Enhancing automatic diagnosis of thyroid nodules from ultrasound scans leveraging deep learning models.
Authors
Affiliations (4)
Affiliations (4)
- Applied Mathematical Physics Research Group, Physics Department, Faculty of Science, Mansoura University, Mansoura, 35516, Egypt. [email protected].
- Technology of Radiology and Medical Imaging Department, Faculty of Applied Health Sciences Technology, Menoufia University, Shibin el Kom, 32951, Menoufia, Egypt. [email protected].
- Department of Electrical Engineering, Faculty of Engineering, Kafrelsheikh University, Kafr El-Sheikh, Egypt.
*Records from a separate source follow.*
PR #510, opened 2025-10-09
CLOUDP-350339: Fix e2e_om_ops_manager_backup_restore_minio

Julien-Ben:
# Summary

This test started failing without code changes on the repo.
My hypothesis is Go 1.24.8 that introduced stricter validations to DNS names in x509 certificates https://go.dev/doc/devel/release#go1.24.minor

## Proof of Work

Tests must be green.
This test was slightly flaky before so it may still fail. But it should not fail systematically after 7 min anymore.

## Checklist


docker/mongodb-kubernetes-tests/tests/opsmanager/om_ops_manager_backup_restore_minio.py
```diff
@@ -94,12 +94,15 @@ def tenant_name() -> str:
 @fixture(scope="module")
 def tenant_domains() -> List[str]:
     return [
-        "tenant-0-pool-0-{0...3}.tenant-0-hl.tenant-0.svc.cluster.local",
```
lucian-tosa, line 97: I think this should still work. As far as I can see, only the leading period was enforced
https://github.com/cockroachdb/go/commit/36b4d8a1c294a521426c218b5e0c6ca1589e6fb6#diff-e3cea16ed73b68bdaa41bd72dffb3cbbabe2528712d72080de7e4def46c0dbf4R1211

m1kola: @Julien-Ben @lucian-tosa  I see that the CI is green now and we are ready to merge this. I suggest that we merge as is and this can be a separate follow up PR to revert back to `{0...3}` syntax, if one of you want to submit it.

What do you think?

Julien-Ben: I have the same understanding; but weirdly it doesn't work.
I started a patch with only the leading period fix (You can check the "changes" tab): https://spruce.mongodb.com/version/68e8d1b2f49f9b00070ced6f/tasks?sorts=STATUS%3AASC%3BBASE_STATUS%3ADESC

They all failed after 7min.
I'll go ahead and merge what I have then

Thanks for digging deeper

PR #511, opened 2025-10-09
CLOUDP-350375: `MongoDBMultiCluster`: Add annotation to disable reconciliation

m1kola:
# Summary

The new `mongodb.com/v1.disable-reconciliation` annotation allows disabling reconciliation for `MongoDBMultiCluster` objects.

This will be used later when migrating multi-cluster replica sets from `MongoDBMultiCluster` to `MongoDB`.

## Proof of Work

1. Add `mongodb.com/v1.disableReconciliation` to any `MongoDBMultiCluster`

- Applied Mathematical Physics Research Group, Physics Department, Faculty of Science, Mansoura University, Mansoura, 35516, Egypt.
Abstract
The thyroid gland is prone to various diseases, including thyroid nodules. Ultrasound is the primary diagnostic tool, but classification accuracy is often limited by radiologist expertise. Integrating Artificial Intelligence, particularly Deep Learning, offers the potential to enhance diagnostic reliability. This study investigates whether transfer-learning Convolutional Neural Networks (CNNs) can reliably classify TNs using a publicly available, biopsy-verified ultrasound dataset of 483 images (197 benign, 286 malignant). Nine pre-trained CNNs (ResNet50, ResNet101, VGG16, VGG19, DenseNet121, EfficientNetB0, InceptionV3, InceptionResNetV2, and Xception) were evaluated with transfer learning, data augmentation, class balancing, and tenfold cross-validation. ResNet50 achieved the best performance (accuracy 96.90%, Area Under the Receiver Operating Characteristic Curve (AUC) 0.97, precision 96.93%, recall 96.90%, F1-score 96.90%), followed by ResNet101 (94.75% accuracy, AUC 0.95) and EfficientNetB0 (93.09% accuracy, AUC 0.94). Other models achieved accuracies between 87-90% with AUC values of 0.89-0.93. Augmentation and balancing strategies effectively reduced class bias and improved generalization across all models. These findings highlight the superiority of ResNet50 while underscoring the broader potential of CNN-based transfer learning as a reliable decision-support approach for thyroid nodule classification.